CIOs and Chief Data Officers can implement four initiatives for better data management.

A mass of unstructured data can be more burden than benefit. Many organizations struggle to get their house in order and turn data into dollars.

“The more data you have, the more crucial it is to better manage your master data and improve the maturity of your master data management (MDM) program,” said Saul Judah, research director at Gartner. “Existing approaches to data management are, in many cases, insufficient to accommodate big data sources on an enterprise scale. Collecting data without managing it properly also creates ongoing costs as well as regulatory and compliance risks.”

More importantly, immature MDM limits an organization’s ability to extract valuable insights form data. CIOs and Chief Data Officers who oversee big data initiatives need to consider the following steps:


Update Information Strategy and Architecture

Many organizations have had success leveraging big data insight around specific business operations, but typically it’s limited to a single business unit or use case. Few firms have explored how to make big data insights actionable across the entire organization, by linking big data sources with trusted master data.

For example, many marketing organizations use data from social sources — such as Twitter and Facebook — to inform their campaigns, but they don’t reconcile this with trusted data in customer/prospect repositories that are used by customer services or sales. This can lead to incoherent customer communication that can actually undermine the sales or customer service process.


Become More Agile

Effective use of big data requires a mixture of old and new technologies and practices. This necessitates an agile approach that applies a bimodal IT framework to information governance (see “Why Digital Business Needs Bimodal IT”). MDM traditionally uses a Mode 1 approach which is policy-driven and approval-based. Big data typically uses a Mode 2 approach with little or no predefined processes or controls. Tactical and exploratory initiatives are much better suited to the “faster” Mode 2.

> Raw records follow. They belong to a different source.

PR #4519, opened 2026-07-20
Fix Interactive Brokers startup instrument loading

### LINKED ISSUE #4455: [Interactive Brokers] A failed load_contracts resolution at startup is silent and never retried — node runs "connected" but cannot trade the instrument
### Confirmation
- [x] I've searched existing issues and discussions to avoid duplicates. (Closest are #3752 — spread/combo instruments on restart — and #3237 — on-demand load on subscribe; neither covers a *failed `load_contracts` resolution at startup*.)
- [x] I've reviewed the source to confirm the behavior is not by design.
- [x] I've tested with a recent development wheel and can still reproduce it. *(Observed live on the `1.231.0a20260709` develop nightly; the code path below is confirmed unchanged on current `develop`. A controlled re-repro on the very latest wheel is a reasonable triage step.)*

### Expected Behavior
When the InteractiveBrokers adapter is configured with `load_contracts` (e.g. a `CONTFUT` with
`build_futures_chain=True`) and that resolution **fails at startup because of a transient connection
error** (a socket disconnect during the daily Gateway restart window, or the node starting before the
Gateway is ready), the adapter should not silently proceed into a state where the node is `RUNNING`
and IB-connected but has **no tradeable instrument in the cache**. It should either retry the
contract-details request, surface the failed required load (rather than marking the provider
`_loaded = True`), or re-attempt the load once the connection is restored.

### Actual Behavior
The failure is swallowed and never recovered:

1. `InstrumentProvider.initialize()` runs `load_all_async()` → `load_ids_with_return_async()` →
   `load_with_return_async()`. When `get_contract_details()` returns empty (the pending
   `reqContractDetails` future was failed with `ConnectionError('Socket disconnected.')`), it logs
   `Unable to resolve contract details for IBContract(...)` and `return None` — **no retry**
   (`providers.py:337-341`). The per-contract loop swallows it.
2. `initialize()` then sets **`self._loaded = True` unconditionally** (`providers.py:109`), so the
   node proceeds to `TradingNode: RUNNING` with an **empty/partial instrument cache** and only an
   ERROR line to show for it.
3. On reconnect, the client's `_resume()` → `_resubscribe_all()` re-subscribes **market data only**
   (it iterates `self._subscriptions`); it does **not** re-run the instrument load. So a
   `load_contracts` entry that failed at startup stays missing until a full process restart.

Net effect: the node looks healthy (IB link up, farms OK, `RUNNING`, reconciliation runs), but every
order for the configured instrument is silently dropped because the instrument can't be resolved
(`_resolve_instrument`/cache lookup returns nothing). On a production box this is silent
order-dropping with no self-recovery.

The runtime escape hatch works — calling `request_instruments(venue, params={"ib_contracts": [...]})`
re-runs `load_ids_with_return_async` and populates the cache successfully — but **nothing triggers it
automatically**, so the adapter can't recover on its own.

### Steps to Reproduce
1. Configure IB data + exec clients with `load_contracts` (e.g.
   `IBContract(secType="CONTFUT", symbol="MES", exchange="CME", build_futures_chain=True)`).
2. Start the node while the IB Gateway is **unreachable / mid-restart**, so the initial
   `reqContractDetails` fails (socket disconnect during the startup load). Equivalently, bounce the
   Gateway during `initialize()`.
3. Bring the Gateway up. The node reconnects — IB link restored, market-data farms `OK`,
   `TradingNode: RUNNING`.
4. Observe: the configured instrument is **never** in the cache; the log shows `Unable to resolve
   contract details for IBContract(...)`; `initialize()` set `_loaded = True`; subscribing to /
   ordering that instrument fails or is silently dropped. No recovery until a full process restart.

(Real-world trigger: our supervisor restarted the node during IBKR's daily Gateway restart; the
startup CONTFUT load raced the disconnecting socket. IB reconnected ~45 min later — link green — but
`MESU6.CME` was never loaded, so entries would have been silently dropped until we manually restarted.)

### Suggested Fix (any one helps; ideally 1+3)
1. **Retry `get_contract_details` on a transient `ConnectionError`** during the startup load (bounded
   retries / backoff), rather than a single attempt that `return None`s.
2. **Don't set `_loaded = True` when a requested `load_contracts` entry failed to resolve** — track /
   expose the partial-load failure so the caller (or the node) can react instead of proceeding
   silently.
3. **Re-attempt the instrument load on reconnect** for `load_contracts` entries that never loaded
   (the reconnect path already re-subscribes market data; extend it to reload missing required
   instruments).

### Environment
- `nautilus_trader`: observed on `1.231.0a20260709` (develop nightly); code path confirmed unchanged on current `develop`.
- Adapter: Interactive Brokers, headless `ghcr.io/gnzsnz/ib-gateway:stable` (IBC + Xvfb + socat), IBKR **paper**.
- Python 3.13, Linux (Docker, EC2).

### Code references (line numbers from the inspected source; equivalents on current `develop`)
- `adapters/interactive_brokers/providers.py:337-341` — "Unable to resolve contract details" + `return None` (no retry).
- `adapters/interactive_brokers/providers.py:109` — `self._loaded = True` set unconditionally after the load loop.
- `adapters/interactive_brokers/client/client.py` — `_resume()` → `_resubscribe_all()` re-subscribes market data only (no instrument reload) on reconnect.
- `adapters/interactive_brokers/client/client.py` (`_await_request`) — `ConnectionError` caught, request ended, returns the default (the empty result the load then sees).
- Runtime recovery that works but isn't auto-triggered: `data.py` `_request_instruments` with `params={"ib_contracts": [...]}` → `load_ids_with_return_async`.

mahimn01:
## Summary

- load every configured instrument ID and contract during startup in both the v1 and v2 IB adapters
- fail startup when any configured instrument cannot be resolved
- keep failed initialization retryable and preserve timeout and connection errors
- avoid registering or marking clients connected until startup loading succeeds
- add coverage for partial failures, retries, and concurrent initialization

Closes #4455

## Tests

- 496 passed with 2 existing flaky-mock skips in the Python IB integration suite
- 374 passed in the native Rust suite
- 386 passed with all Rust features enabled
- strict all-feature Clippy passed
- full pre-commit suite passed
- verified the v1 success and forced socket-disconnect paths against IB Gateway without placing or cancelling orders

The running Gateway reports protocol 203, while the current Rust client requires 213 or newer, so the v2 live connection could not be exercised against it.

### DIFF
--- a/crates/adapters/interactive_brokers/src/data/core.rs
+++ b/crates/adapters/interactive_brokers/src/data/core.rs
@@ -643,7 +643,7 @@ impl DataClient for InteractiveBrokersDataClient {
         .await
         .context("Failed to connect to IB Gateway/TWS")?;
 
-        let client = handle.as_arc();
+        let client = Arc::clone(handle.as_arc());
 
         tracing::info!(
             "Connected to IB Gateway/TWS at {}:{} (client_id: {})",
@@ -663,29 +663,12 @@ impl DataClient for InteractiveBrokersDataClient {
             tracing::info!("Set market data type to {:?}", self.config.market_data_type);
         }
 
-        let notice_client = Arc::clone(client);
-        self.ib_client = Some(handle);
-        self.is_connected.store(true, Ordering::Relaxed);
-
-        let data_farm_state = Arc::clone(&self.data_farm_state);
-        let cancellation_token = self.cancellation_token.child_token();
-        let clock = self.clock;
-
-        self.tasks.push(get_runtime().spawn(async move {
-            if let Err(e) =
-                monitor_data_farm_notices(notice_client, data_farm_state, clock, cancellation_token)
-                    .await
-            {
-                tracing::warn!("IB data farm notice monitor stopped: {e:?}");
-            }
-        }));
-
         // Initialize provider and load instruments from cache/config if configured
         tracing::debug!("Initializing IB data instrument provider");
 
         if let Err(e) = self
             .instrument_provider
-            .initialize_with_client(self.ib_client.as_ref().unwrap().as_arc().as_ref())
+            .initialize_with_client(client.as_ref())
             .await
         {
             if !self.config.instrument_provider.load_ids.is_empty()
@@ -696,6 +679,21 @@ impl DataClient for InteractiveBrokersDataClient {
 
             tracing::warn!("Failed to load instruments on startup: {}", e);
         }
+
+        self.ib_client = Some(handle);
+
+        let data_farm_state = Arc::clone(&self.data_farm_state);
+        let cancellation_token = self.cancellation_token.child_token();
+        let clock = self.clock;
+
+        self.tasks.push(get_runtime().spawn(async move {
+            if let Err(e) =
+                monitor_data_farm_notices(client, data_farm_state, clock, cancellation_token).await
+            {
+                tracing::warn!("IB data farm notice monitor stopped: {e:?}");
+            }
+        }));
+        self.is_connected.store(true, Ordering::Relaxed);
 
         let instrument_count = self.instrument_provider.count();
         if instrument_count > 0 {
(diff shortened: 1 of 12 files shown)


faysou:
@cjdsellers the CI needs to be rerun here and the PR seems ready to be reviewed.

cjdsellers:
Hey @mahimn01,

Thanks for tracking this down, fixing it across both IB adapters, and covering the failure and retry paths :pray:

PR #4520, opened 2026-07-20
Serialize the global logger lifecycle and keep its worker process-lifetime

folknor:
The global logger's initialization and teardown were coordinated by unsynchronized atomic flags, allowing two races: a concurrent initializer could observe a half-published registration, and a re-initialization after teardown could return a guard bound to a dead worker.

## Concurrent initialization could observe a partial registration

`Logger::init_with_config` checked `LOGGING_INITIALIZED`, then registered the logger with `set_boxed_logger`, published `LOGGER_TX`, and set the flag - none of it serialized. When two threads initialized at once (any process that builds more than one kernel, e.g. parallel tests), the loser of `set_boxed_logger` fell into the kernel's `SetLoggerError` recovery, which called `LogGuard::new()` and read `LOGGER_TX` before the winner had published it - returning `None` and failing with "A non-Nautilus logger is already registered". The window is the few lines between `set_boxed_logger` and `LOGGER_TX.set`.

## Re-initialization after teardown returned a guard on a dead worker

The last `LogGuard` drop sent `Close`, joined the worker thread, and reset `LOGGING_INITIALIZED` - but `log::set_boxed_logger` is permanent for the process and `LOGGER_TX` is a `OnceLock` that is never cleared. A later `init_with_config` therefore passed the fast-path check, hit `SetLoggerError`, and recovered a `LogGuard` whose sender pointed at the joined, dead worker - logging silently broken while bypass stayed set.

## Fix: a mutex-serialized lifecycle with a process-lifetime worker

A process-global `Mutex<LoggerLifecycle>` (`Uninitialized -> Running -> Terminated`, with no `Running -> Uninitialized` edge) serializes initialization, guard acquisition, the last-guard release, and shutdown; `LOGGING_INITIALIZED` is demoted to an informational mirror. Initialization spawns the writer thread before the irreversible `set_boxed_logger`, so a spawn failure cannot leave a registered logger with no receiver, and it publishes `LOGGER_TX`/`LOGGER_HANDLE` and flips to `Running` under the lock, so a concurrent acquirer either performs the one initialization or observes a fully published `Running` state. A normal last-guard drop now synchronously flushes and syncs (via the existing acknowledgement path, preserving drop-then-read-output tests) and leaves the worker running; `logging_shutdown` is the sole terminal operation, after which a further init returns a clear error instead of a dead-sender guard. The kernel's `SetLoggerError` recovery now fires only for a genuinely foreign logger. `Logger::new_for_benchmark` and the per-kernel shutdown-on-error machinery are unaffected. Under the `simulation`/`madsim` build, which spawns no worker and drops the receiver, the sync and channel sends are compiled out so the path never touches the dead channel.

## History

This surfaced as an intermittent `A non-Nautilus logger is already registered; cannot initialize Nautilus logging` failure in tests that construct more than one kernel in a single process. Two narrower approaches were considered and rejected. Reclassifying or serializing the affected tests does not fix the race: under `cargo test` a crate's tests share one process regardless of their module, and `nextest` already runs each test in its own process, so neither changes the in-process initialization ordering that triggers it - both only mask it. Fixing the concurrent-initialization window alone was also rejected, since the teardown-then-reinitialization dead-worker bug is the same lifecycle seam and would survive it.

## Testing

All three regressions run in a fresh child process, because `log::set_boxed_logger` is irreversible within a test binary.

- `test_init_publish_boundary_serializes_guard_acquisition` - initialization is parked at the publish boundary holding the lifecycle mutex, and a concurrent acquisition observes the lock held rather than a partial state. No timing dependency; it fails if initialization stops holding the mutex across publication.
- `test_concurrent_init_high_contention` - 64 threads barrier-start and each initialize a logger; every call returns a valid guard and a subsequent sync succeeds.
- `test_sequential_init_reuses_live_worker_and_original_file` - init, log marker A, drop the guard, assert logging is still `Running`, init again and receive a live guard, log marker B, and confirm both markers reached the original file; a final shutdown makes a further init error.

The contention and sequential tests were verified to fail against the pre-fix implementation, and the boundary test to fail if the lifecycle mutex is removed.

### DIFF
--- a/crates/common/src/logging/logger.rs
+++ b/crates/common/src/logging/logger.rs
@@ -17,7 +17,7 @@ use std::{
     cell::RefCell,
     fmt::{Display, Write as _},
     sync::{
-        Mutex, OnceLock,
+        Mutex, OnceLock, PoisonError,
         atomic::{AtomicBool, Ordering},
         mpsc::SendError,
     },
@@ -105,6 +105,31 @@ static LOGGER_TX: OnceLock<std::sync::mpsc::Sender<LogEvent>> = OnceLock::new();
 
 /// Global handle to the logging thread - only one thread exists per process.
 static LOGGER_HANDLE: Mutex<Option<std::thread::JoinHandle<()>>> = Mutex::new(None);
+
+#[derive(Debug, Clone, Copy, PartialEq, Eq)]
+enum LoggerLifecycle {
+    Uninitialized,
+    Running,
+    Terminated,
+}
+
+/// Process-global logger lifecycle serialization.
+static LOGGER_LIFECYCLE: Mutex<LoggerLifecycle> = Mutex::new(LoggerLifecycle::Uninitialized);
+
+#[cfg(test)]
+struct InitPublishHook {
+    reached: std::sync::mpsc::Sender<()>,
+    resume: std::sync::mpsc::Receiver<()>,
+}
+
+#[cfg(test)]
+static INIT_PUBLISH_HOOK: Mutex<Option<InitPublishHook>> = Mutex::new(None);
+
+#[cfg(test)]
+enum TestGuardAcquire {
+    LifecycleBusy,
+    Acquired(Option<LogGuard>),
+}
 
 static SHUTDOWN_ON_ERROR: OnceLock<ShutdownOnError> = OnceLock::new();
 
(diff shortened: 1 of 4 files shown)


folknor:
Force-pushed to fold two regenerated cbindgen headers into the commit: `nautilus_trader/core/includes/common.h` and `nautilus_trader/core/rust/common.pxd`.

The `cargo clippy` pre-commit hook was failing on CI, but not on a lint - clippy was clean. The failure was the hook's "files were modified by this hook" check. This commit rewrites the `LogGuard` doc comment (the new process-lifetime thread / `logging_shutdown`-only-terminates wording), and cbindgen copies that doc comment verbatim into the two generated headers. The original push updated the Rust source but not the headers, so when CI compiled `nautilus-common` with the `ffi` feature the build regenerated them, git saw two modified tracked files, and the hook exited non-zero.

The diff to both headers is purely the doc-comment text - no ABI, signature, or layout change - so the update is a documentation regeneration only.

cjdsellers (approved):
Hey @folknor

Thanks for tracing both logger lifecycle failures and covering them with tests. I reviewed this against the v2 kernel path, no findings from me, this is ready to merge!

Move to Limit Risk Exposure

When an organization executes actions based on information sources outside the curation of MDM — as is the case in many big data implementations — exposure to certain types of business risk increases. Factors such as poor data quality, loss of critical information, and access to unauthorized information become more likely. Gartner recommends appointing a lead information steward role in relevant business units to assist in creating and executing risk controls with regards to data use in business operations.

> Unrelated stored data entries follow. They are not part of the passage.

PR #4521, opened 2026-07-21
Prepare both cross-zero reconciliation legs before the first cache mutation

folknor:
A follow-up to the live reconciliation series (#4479, #4490, #4517), closing a path where a fallible open-leg construction could strand a synthetic order.

## Cross-zero reconciliation mutates the close leg before the open leg is known-constructible

`ExecutionManager::reconcile_cross_zero_position` splits a sign-flipping position discrepancy into two synthetic fills: close the cached side, then open the venue side. It ran the close leg through `handle_external_order` before constructing the open leg.

`handle_external_order` is not a pure event builder - before returning events it calls `Cache::add_order` (inserting the synthetic order, marking it active-local, updating the order/venue/instrument/strategy indexes, and persisting to the cache database), registers both directions of the client-order-id/venue-order-id index, and publishes `OrderInitialized` on the message bus.

The open leg's fallible conversions ran only after that: `Quantity::from_decimal_dp(...).ok()?` for the open quantity and `OrderStatusReport::new(...).with_avg_px(...).ok()?` for the open report. When either returned `None` the function early-returned and dropped the accumulated events, so no close fill ever reached the position - but the synthetic close order was already cached, indexed, and published. Because the synthetic `client_order_id` is derived deterministically from the venue order id, the next reconciliation cycle regenerates the same id, `Cache::add_order` collides, the "exists in cache in non-terminal state; fill not regenerated" branch returns no events, and the cross-zero reconciliation can never complete - a permanently stranded non-terminal order with the discrepancy left unresolved.

The fix builds and validates both leg reports before the first `handle_external_order` call: when `venue_avg_px` is `Some`, the complete open `OrderStatusReport` is constructed up front, and if it cannot be built the function returns `None` with nothing cached, indexed, or published. The close leg is then applied, followed by the open leg, preserving close-before-open ordering. The `venue_avg_px == None` close-only path (deliberately closes the stale cached side when the venue reports no average price) is unchanged. A small pure `build_cross_zero_leg_report` helper removes the duplicated report construction.

## Testing

`test_cross_zero_unbuildable_open_leg_has_no_side_effects`: a cross-zero discrepancy whose open leg cannot be built (venue signed quantity forced past `QUANTITY_MAX`) leaves the order count, both client/venue order-id index directions, and the cached position quantity unchanged, and publishes no order event. Verified to fail against the unfixed code, which caches and publishes the synthetic close order.

`test_cross_zero_unbuildable_open_leg_retries_without_poisoning_order_id`: the first reconciliation fails the open-leg conversion and increments (does not reset) the position-discrepancy retry counter; a subsequent cycle with a buildable open leg produces both fills in close-then-open order and drives the cache to the venue quantity. Verified to fail against the unfixed code, where the stranded close order collides on the deterministic id and only one leg is regenerated.

Both use paused virtual time with no wall-clock waits. The existing `test_cross_zero_with_missing_venue_avg_px_closes_only` remains green, pinning the unchanged close-only contract.

### DIFF
--- a/crates/live/src/execution/manager.rs
+++ b/crates/live/src/execution/manager.rs
@@ -87,6 +87,52 @@ static TAG_RECONCILIATION: LazyLock<Ustr> = LazyLock::new(|| Ustr::from("RECONCI
 pub type InstrumentAccountKey = (InstrumentId, AccountId);
 type FillKey = (AccountId, InstrumentId, TradeId);
 
+#[expect(clippy::too_many_arguments)]
+fn build_cross_zero_leg_report(
+    instrument: &InstrumentAny,
+    account_id: AccountId,
+    instrument_id: InstrumentId,
+    order_side: OrderSide,
+    quantity: Decimal,
+    avg_px: Decimal,
+    tag: &str,
+    ts_now: UnixNanos,
+    venue_ts_last: UnixNanos,
+) -> Option<OrderStatusReport> {
+    let order_qty = Quantity::from_decimal_dp(quantity, instrument.size_precision()).ok()?;
+    let fill_price = Price::from_decimal_dp(avg_px, instrument.price_precision()).ok();
+    let venue_order_id = create_position_reconciliation_venue_order_id(
+        account_id,
+        instrument_id,
+        order_side,
+        OrderType::Market,
+        order_qty,
+        fill_price,
+        None,
+        Some(tag),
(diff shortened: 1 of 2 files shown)


cjdsellers (approved):
Hey @folknor,

Thanks for catching this. This looks good to merge as well.

PR #4522, opened 2026-07-21
Defer recent-fill dedup marking until the fill applies to its order

folknor:
A follow-up to the reconciliation fill-dedup work in #4518, which closed a premature-commit window on the mass-status `processed_fills` map; the same pattern remained on the normal-live `recent_fills_cache`.

## recent_fills_cache is marked before the fill applies to its canonical order

The live node dedups repeated venue fills through `recent_fills_cache`, keyed by `(account_id, instrument_id, trade_id)`: a direct `OrderFilled` marks the key, and a later matching `ExecutionReport::Fill` carrying the same key is skipped (`observe_exec_event_before_dispatch`). The mark was committed before the event reached the canonical order cache - `observe_order_event` marked every direct `OrderFilled` while the node called it in the pre-dispatch hook, and `process_reconciliation_events` marked before `ExecutionEngine::process`. Both dispatch paths are synchronous and neither reports application success, so a fill the engine rejected (unknown order, invalid transition) was still marked, and its later report - the venue's authoritative record - was suppressed for the recency window (~60-120s). This is the same class #4518 fixed on the mass-status map.

The fix defers the mark to after dispatch, gated on the canonical order. `commit_recent_fill_if_applied` resolves the order (by `client_order_id`, venue-order-id fallback), requires the account, instrument, and a `trade_ids` containment match, and only then marks - reusing the `is_fill_applied` postcondition introduced in #4518. An already-present trade id counts as applied (correct replay); an unresolved or unapplied fill is not marked, so its later report stays eligible. The mark is removed from the pre-dispatch `observe_order_event` (its position and local activity recording stay); the normal-ingress path captures the `OrderFilled` before the event is moved into dispatch and commits after; `process_reconciliation_events` processes then commits. The skip and prune sites are unchanged.

One intentional behavior change: an orderless leg fill (one the engine applies to a position with no canonical order) is no longer marked, since it has no order to satisfy the postcondition. It stays eligible for a later report - the honest result under an order-cache postcondition; a position-cache postcondition would be separate scope.

## Testing

- `test_rejected_direct_fill_stays_eligible_for_later_report`: a direct fill whose order is absent from the cache is not marked (before or after dispatch) and its later `Fill` report stays eligible.
- `test_applied_direct_fill_commits_and_skips_later_report`: a fill applied to its canonical order is marked only after dispatch, and its later report is skipped. Drives the production dispatch-and-commit path.
- `test_canonical_duplicate_fill_counts_as_applied`: a fill already present on the order (resolved via the venue-order-id fallback) commits.
- `test_continuous_reconciliation_commits_only_applied_fill` (applied/rejected): the reconciliation path marks only when the fill applied.
- `test_recent_fill_commit_requires_account_and_instrument_match`: an account or instrument mismatch does not commit.
- `test_applied_inferred_fill_remains_recently_processed`: an applied inferred reconciliation fill retains the existing recent-cache behavior.

The correctness assertions were verified to fail against the pre-change premature-mark code (a rejected fill was marked before dispatch and its report suppressed). Tests use paused virtual time with no wall-clock waits; the existing recency-TTL tests remain green.

### DIFF
--- a/crates/live/src/execution/manager.rs
+++ b/crates/live/src/execution/manager.rs
@@ -2063,7 +2063,7 @@ impl ExecutionManager {
     /// Observes a local order event and updates tracking state.
     ///
     /// This is the `LiveNode` dispatch path for order events: acknowledgement
-    /// events clear reconciliation tracking, fills record fill/position
+    /// events clear reconciliation tracking, fills record position
     /// activity, and every event stamps local activity. The stamp must come
     /// AFTER any [`Self::clear_recon_tracking`] call - that call drops the
     /// local-activity mark, which is the sole grace gate protecting a
@@ -2073,7 +2073,6 @@ impl ExecutionManager {
         match event {
             OrderEventAny::Filled(fill) => {
                 self.record_position_activity(fill.instrument_id, fill.account_id);
-                self.mark_fill_processed(fill.account_id, fill.instrument_id, fill.trade_id);
             }
             OrderEventAny::Accepted(_)
             | OrderEventAny::Rejected(_)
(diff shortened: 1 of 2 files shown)


cjdsellers (approved):
Hey @folknor

Thanks for the detailed fix and regression coverage here. The post-apply gating for canonical orders looks good.

The orderless leg-fill case is worth a separate look, particularly the reliance on `-LEG-` IDs and what happens if a later `FillReport` arrives. I don't think that should block this PR, so I'll investigate that path locally and follow up separately if needed.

Identify Medium and Long-Term Requirements

The scale of challenges that face organizations and their information infrastructure are rapidly shifting. This doesn’t necessarily mean that current MDM implementations are no longer fit for purpose. Immediate assessment and planning in light of new and future requirements is, however, essential to ensure that both investment and hiring keep up with the information demands of digital business. Data modelling, quality management, integration and synchronization are all areas that may soon require additional tools and skills for a business to remain competitive.